- **Directions**: Examine the records below and count how many lines contain the string "this". Give only the number.
**** Record set ****
PR #515, opened 2019-11-26
RNN Failure hackaround

MikeInnes:
See https://github.com/FluxML/Flux.jl/issues/923. Right now, just testing this to confirm if it fixes the original issue. A nasty fix but hopefully this shows up infrequently enough that it's OK.

TODO unsafe_free the unused workspaces.

### DIFF
--- a/src/dnn/rnn.jl
+++ b/src/dnn/rnn.jl
@@ -11,7 +11,14 @@
 using LinearAlgebra: copy_transpose!
 
 function makeworkspace(size)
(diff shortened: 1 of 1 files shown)


maleadt:
You are still allocating the reserve after that, which might change the heuristic again. I have a cleaner prototype hackaround, let me push that here in a minute.

MikeInnes:
Ok, closing this for now so we can see your version.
****
- **Answer for the task**: 2